PR #5976, opened 2024-04-22
[WFCORE-6801] Use maven.compiler.release to ensure the desired binary…

yersan:
… compilation level

It also removes the `maven.compiler.target` and `maven.compiler.source` properties since they will be replaced by the `--release` option supported by the maven compiler plugin 3.6. The maven compiler plugin version is inherited from the jboss-parent maven module, so `maven.compiler.release` will be available for the project. Behind scenes, the maven compiler plugging should be ignoring the `--target` and `--source` options when `--release` is in place since `target/source` is not compatible with `release`

Jira issue: https://issues.redhat.com/browse/WFCORE-6801


yersan:
Thanks @jamezp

◆ TASK INSTRUCTIONS
The required output is the lines from the one holding "It also removes" through the last line of the entries above, copied exactly.

◆ ANSWER BOX
It also removes the `maven.compiler.target` and `maven.compiler.source` properties since they will be replaced by the `--release` option supported by the maven compiler plugin 3.6. The maven compiler plugin version is inherited from the jboss-parent maven module, so `maven.compiler.release` will be available for the project. Behind scenes, the maven compiler plugging should be ignoring the `--target` and `--source` options when `--release` is in place since `target/source` is not compatible with `release`

Jira issue: https://issues.redhat.com/browse/WFCORE-6801


yersan:
Thanks @jamezp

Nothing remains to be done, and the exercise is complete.